From the perspective of the 1990s, it seems odd that a proposal for expanded social spending should come from a major business lobby. The political response this proposal provoked is equally surprising. Conservative Republicans in Congress took the initiative in promoting the chamber’s plan. Daniel Reed, the conservative chairman of the Republican-controlled Ways and Means Committee, called for fundamental reexamination of the system. Carl Curtis, a Republican from Nebraska who had been critical of the evolving Social Security system, chaired the subcommittee hearings on the chamber’s proposal and took the lead in promoting it in Congress. After lengthy consideration, the liberal Republicans in control of the Department of Health, Education, and Welfare in the new Eisenhower administration decided not to support it. Nelson Rockefeller, the undersecretary responsible for legislative proposals, was generally supportive of the existing Social Security system and did not want to propose any major changes to its structure. Senior citizens, even those who would become eligible for retirement benefits under the chamber’s plan, did not offer any organized support for the plan.

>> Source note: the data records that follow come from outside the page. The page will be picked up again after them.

PR #1128, opened 2024-03-04
Include tna-frontend component library.

timcowlishaw:
## Changes in this PR:

This was a little more involved than I thought - it required both an upgrade to the version of sass we're using, and some changes to the specificity of various rules (as tna-frontend seems to override the link colour in a manner that takes precedence over the CSS cascade in ways that are mysteriour to me).

This should however allow us to start including tna-frontend components in our pages though, and I think we should work towards further integration with tna-frontend, the next step would be to use the grid and the theming capability for layout, typography, and colours as much as possible.

https://trello.com/c/fD1rbQD2/1741-discussion-around-using-tna-frontend-component-library-for-ui-needed-for-ncn-match-homepage-work

### DIFF
--- a/ds_judgements_public_ui/sass/main.scss
+++ b/ds_judgements_public_ui/sass/main.scss
@@ -1,8 +1,17 @@
 // Setup
-@import "includes/variables";
-@import "includes/mixins";
+@use "includes/variables" as *;
+
+// Override variables in tna-frontend
+@use "../../node_modules/@nationalarchives/frontend/nationalarchives/variables/colour"
+  with (
+  $link-colour: $color-link-blue
+);
+// Include all of tna-frontend
+@use "../../node_modules/@nationalarchives/frontend/nationalarchives/all";
 
 // Core
+@import "includes/variables";
+@import "includes/mixins";
 @import "includes/layout";
 @import "includes/spacing";
 @import "includes/typography";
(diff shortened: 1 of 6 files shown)


timcowlishaw:
Tagging in @ahosgood for information - if i'm doing anything wildly stupid or odd-looking here, please let me know!  I'll also raise an issue on the tna-frontend repo with some feedback

ds_judgements_public_ui/sass/main.scss
```diff
@@ -1,8 +1,17 @@
...
+// Override variables in tna-frontend
+@use "../../node_modules/@nationalarchives/frontend/nationalarchives/variables/colour"
+  with (
+  $link-colour: $color-link-blue
+);
+// Include all of tna-frontend
+@use "../../node_modules/@nationalarchives/frontend/nationalarchives/all";
 
 // Core
+@import "includes/variables";
```
ahosgood, line 13: Is this now a duplicate import of line 1?

timcowlishaw:
Aha it is - i think we need to @use it above in order to pass it to
tna-frontend, but also @include it so it's available (unscoped) for our
other CSS? I may have misunderstood though.

ahosgood:
`@use` should import the code in just the same way that `@import` does. The difference is that you can use many `@use` statements in your codebase so everything has access to the module but the code that's imported will only be included once.

You _should_ be fine to just use the `@use` but I haven't looked very deep into your setup.

ahosgood:
Looking at it, I don't think it matters. You have no CSS in your `includes/_variables.scss` so there shouldn't be an issue. 👍🏼

ahosgood (approved):

PR #1129, opened 2024-03-04
Bugfix/date filter lost on change sort

timcowlishaw:
## Changes in this PR:

 - Fixed bug where date filters were lost on changing the page sort order / number of results per page. I also fixed an underlying bug in `parse_date_parameter` whereby if the date was provided as a string parameter (eg. `from=2021-01-01`) the parse function would return a string, but if i provided seperate date part parameters (eg. `from_year=2021&from_month=01&from_day=01`) then it would return a `date`. The function will now return a date object in all cases.
 - Made some tests less brittle by making them ignore whitespace when matching against http responses

https://trello.com/c/xNlAGB0Z/1746-date-filters-broken-on-pui-on-hold-till-ncn-match-work-done

### DIFF
--- a/ds_judgements_public_ui/templates/includes/recent_judgments.html
+++ b/ds_judgements_public_ui/templates/includes/recent_judgments.html
@@ -13,7 +13,7 @@
           </span>
           <span>
             <span class="judgment-listing__neutralcitation">{{ item.neutral_citation }}</span>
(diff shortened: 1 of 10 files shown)


timcowlishaw:
[date filters broken on pui - on hold till NCN match work done](https://trello.com/c/xNlAGB0Z/1746-date-filters-broken-on-pui-on-hold-till-ncn-match-work-done)

PR #1130, opened 2024-03-05
New courts index page links to search instead of court homepage

timcowlishaw:
## Changes in this PR:

As discussed in sprint review 4/3/24, to ensure users can refine and filter after arriving at court page, until the persistent search work has been advanced.


timcowlishaw:
aha it's not actually visible yet until the homepage changes go live (which
will be feature flagged)

PR #1134, opened 2024-03-07
Rmove tna-frontend and reimplement the advice message component

timcowlishaw:
## Changes in this PR:

tna-frontend was causing more problems than it was solving, so this reverts all the work to include it, as well as adding some of our own css for the 'NCN warning', which i've also abstracted out into a reusable 'advice message' component.

## Screenshots of UI changes:
Screenshot 2024-03-07 at 08 32 40


CristinaRO (approved):
I would prefer it if the ripping out of the styling and the extraction of the 'advice message' component were in separate commits, for better readability and narrative clarity, but it's not a blocker.

ds_judgements_public_ui/templates/judgment/results.html
```diff
@@ -10,14 +10,9 @@ <h1>{% translate "results.search.title" %}</h1>
...
         {% if context.show_no_exact_ncn_warning %}
-          <div class="tna-message">
-            <h class="tna-message__heading">
-            <span class="tna-message__heading-icon">I</span>mportant information
-            </h>
-            <div class="tna-message__message">
-              There is no judgment with the Neutral Citation of {{ context.query }} in our database.
-            </div>
-          </div>
+          {% with message="There is no judgment with the Neutral Citation of %s in our database."|interpolate:context.query %}
```
dragon-dxw, line 13: I dislike this crafting of an interpolate function profoundly but reluctantly admit that it seems to be an established way of doing things.  (There is an `|add:`built-in, but apparently `"2"|add:"2"` is `"4"`)

timcowlishaw:
> I would prefer it if the ripping out of the styling and the extraction of the 'advice message' component were in separate commits, for better readability and narrative clarity, but it's not a blocker.

aah yeah, this occured to me like 5 seconds after i squashed them together, sorry.

ds_judgements_public_ui/templates/judgment/results.html
timcowlishaw: Yeah, i'm not a fan either tbh, but it seems like the 'django way' (`add` i considered but it doesn't let us interpolate the NCN into the middle of the string, as well as being confusingly overloaded on strings of numbers)

PR #1135, opened 2024-03-07
if a court has no crest, dont display anything

timcowlishaw:
## Changes in this PR:

Previously, i'd added the ministry of justice crest as a default and as a test in development, which we don't want. This removes it.

### Before
Screenshot 2024-03-07 at 14 38 39

### After

Screenshot 2024-03-07 at 14 38 55


ds_judgements_public_ui/templates/pages/court_or_tribunal.html
```diff
@@ -9,10 +9,9 @@
 {% block content %}
   <div class="container court-or-tribunal">
     <div class="court-or-tribunal__crest">
```
CristinaRO, line 11: Assuming it's ok if this div is going to be empty for crest-less courts?

CristinaRO (approved):

dragon-dxw (approved):

PR #1518, opened 2025-03-16
scx_layered: make nodespread account for smt

likewhatevs:
node spread wasn't accounting for smt order/topo beyond "spread across numa nodes". fix this to improve locality and make `exclusive` flag work better (err, if not better, make how `NodeSpread + exclusive` work make sense w/ how folks would reason about them).

### core order
Screenshot from 2025-03-16 13-51-16
### likwid topo
Screenshot from 2025-03-16 13-51-25

### core order
Screenshot from 2025-03-16 13-50-28
### likwid topo
Screenshot from 2025-03-16 13-50-55

### DIFF
--- a/scheds/rust/scx_layered/src/layer_core_growth.rs
+++ b/scheds/rust/scx_layered/src/layer_core_growth.rs
@@ -39,9 +39,11 @@ pub enum LayerGrowthAlgo {
     /// LittleBig attempts to first grow across all little cores and then
     /// allocates onto big cores after all little cores are allocated.
     LittleBig,
-    /// Grab CPUs from NUMA nodes, iteratively, in linear order.
+    /// Grab CPUs from NUMA nodes, iteratively, in linear order. Not for use
+    /// on CPUs with heterogenous SMT.
     NodeSpread,
-    /// Grab CPUs from NUMA nodes, iteratively, in reverse order.
+    /// Grab CPUs from NUMA nodes, iteratively, in reverse order. Not for use
+    /// on CPUs with heterogenous SMT.
     NodeSpreadReverse,
     /// RandomTopo is sticky to NUMA nodes/LLCs but randomises the order in which
     /// it visits each. The layer will select a random NUMA node, then a random LLC
@@ -246,7 +248,19 @@ impl<'a> LayerCoreOrderGenerator<'a> {
             .nodes
             .clone()
             .into_iter()
-            .map(|(_, x)| x.all_cpus.into_iter().map(|(_, x)| x.id).collect())
+            .map(|(_, x)| {
+                x.all_cores
+                    .clone()
+                    .into_iter()
+                    .flat_map(|(_, x)| {
+                        if self.topo.all_cores.len() * 2 == self.topo.all_cpus.len() {
+                            vec![x.id, x.id + self.topo.all_cores.len()]
+                        } else {
+                            vec![x.id]
+                        }
+                    })
+                    .collect()
+            })
             .collect();
 
         for i in 0..core_vecs[0].len() {


likewhatevs:
Tests still pass like above for 9950x/epyc dual socket. Per spec sheets, this would work for p/e core xeon's also. Updated docs to note to not use this for mixed-smt systems (i.e. p core e core where p core has smt, e core doesn't, which afaict are only single socket only consumer chips).

likewhatevs:
Can't test w/ smt disabled via grub because `nosmt` causes the following:

```
❯ sudo ./target/release/scx_layered f:/home/patso/gb.json
22:08:48 [INFO] Topology awareness not specified, selecting enabled based on hardware
22:08:48 [INFO] CPUs: online/possible=16/32 nr_cores=16
22:08:48 [INFO] Kernel does not support queued wakeup optimization
thread 'main' panicked at scheds/rust/scx_layered/src/main.rs:1560:52:
called `Option::unwrap()` on a `None` value
```

Can't test on 258V machine (which has no smt) because some mix of idk not-super-standard kconfig's to make that a bit snappier cause the following w/ scx (unrelated to PR):
```
22:11:27 [WARN] libbpf: prog 'refresh_layer_cpumasks': BPF program load failed: Permission denied

22:11:27 [WARN] libbpf: prog 'refresh_layer_cpumasks': -- BEGIN PROG LOAD LOG --
0: R1=ctx() R10=fp0
; bpf_for(id, 0, nr_layers) @ main.bpf.c:461
0: (18) r7 = 0xffffc90007c05008       ; R7_w=map_value(map=bpf_bpf.rodata,ks=4,vs=11400,off=8)
2: (61) r3 = *(u32 *)(r7 +0)          ; R3_w=2 R7_w=map_value(map=bpf_bpf.rodata,ks=4,vs=11400,off=8)
3: (bf) r6 = r10                      ; R6_w=fp0 R10=fp0
4: (07) r6 += -32                     ; R6_w=fp-32
5: (bf) r1 = r6                       ; R1_w=fp-32 R6_w=fp-32
6: (b4) w2 = 0                        ; R2_w=0
7: (85) call bpf_iter_num_new#100864
calling kernel function bpf_iter_num_new is not allowed
processed 7 insns (limit 1000000) max_states_per_insn 0 total_states 0 peak_states 0 mark_read 0
-- END PROG LOAD LOG --

22:11:27 [WARN] libbpf: prog 'refresh_layer_cpumasks': failed to load: -13

22:11:27 [WARN] libbpf: failed to load object 'bpf_bpf'

22:11:27 [WARN] libbpf: failed to load BPF skeleton 'bpf_bpf': -13

Caused by:
    Permission denied (os error 13)
```

scheds/rust/scx_layered/src/layer_core_growth.rs
```diff
@@ -246,7 +248,19 @@ impl<'a> LayerCoreOrderGenerator<'a> {
             .nodes
             .clone()
             .into_iter()
-            .map(|(_, x)| x.all_cpus.into_iter().map(|(_, x)| x.id).collect())
+            .map(|(_, x)| {
+                x.all_cores
+                    .clone()
+                    .into_iter()
+                    .flat_map(|(_, x)| {
+                        if self.topo.all_cores.len() * 2 == self.topo.all_cpus.len() {
```
hodgesds, line 256: Use [`self.topo.smt_enabled`](https://github.com/sched-ext/scx/blob/main/rust/scx_utils/src/topology.rs#L188) for a more robust check.

likewhatevs: That would fall over in (I think) a non-graceful manner on intel P/E core consumer chips (i.e. putting CPUs that don't exist in the vec).

scheds/rust/scx_layered/src/layer_core_growth.rs
```diff
@@ -246,7 +248,19 @@ impl<'a> LayerCoreOrderGenerator<'a> {
...
+                            vec![x.id, x.id + self.topo.all_cores.len()]
```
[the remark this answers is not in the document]
likewhatevs: ahh will fix that, thx!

Program executives in the Social Security Administration reacted with alarm and outrage to the hearings conducted by Curtis. As government employees, and especially as holdovers from the previous Democratic administration, they were constrained from openly attacking the merits of the proposal and the integrity of the members of Congress who supported it. However, they did feed analyses and denunciations to sympathetic policy analysts on the staff of the American Federation of Labor (AFL), who passed them on to the Washington press corps. Because the Eisenhower administration did not support the chamber’s plan and because opponents were able to characterize it as a dangerous assault by enemies of the Social Security system, it never received serious consideration in Congress.

Five years later, in 1958, internal estimates prepared by the Research Department of the Social Security Administration showed that 35% of the people over age sixty-five still were not eligible for Social Security retirement benefits (Cates 1983). Large numbers of them had no private source of income and refused to accept public assistance — to “go on the dole.” They lived out their lives in circumstances of extreme poverty.

Roosevelt accepted an initial system of old age pensions that covered part of the labor force, calculating (correctly) that the political forces the program would unleash would expand coverage over time. The agonizing decision was what to do about the existing elderly. In the 1930s, many lived in what we would now consider appalling poverty, even by the standards of the era. Roosevelt understood that even in the depths of the depression, voters had no appetite for making “the dole” more generous. The viable path toward reductions in extreme poverty was to build a new system framed as an “insurance program” with “earned” benefits that increased along with lifetime “contributions.”

Many people argued on humanitarian grounds for grandfathering the existing elderly into the generous pensions offered by this new system. Roosevelt opposed this measure for the same reason that the Chamber of Commerce favored it. Both sides anticipated that it would doom the program by reframing it as a version of the dole. In 1933, when the new system of pensions was first enacted, and again in 1953, after opponents regrouped, defenders of the program followed the cold logic of triage.

Ultimately, the Social Security system did succeed in reducing poverty among the elderly, but demographics were an important part of the story. The poverty rate fell as the uncovered elderly died.


References: Derthick, Martha. 1979. Policymaking for Social Security. Washington, DC: Brookings Institution.

Cates, Jerry R. 1983. Insuring Inequality. Ann Arbor: University of Michigan Press.

Romer, Paul. “Preferences, Promises, and the Politics of Entitlement.” Chap. 7 from Individual and Social Responsibility: Child Care, Education, Medical Care, and Long-Term Care in America, Victor R. Fuchs (ed.), Chicago: University of Chicago Press, 1995.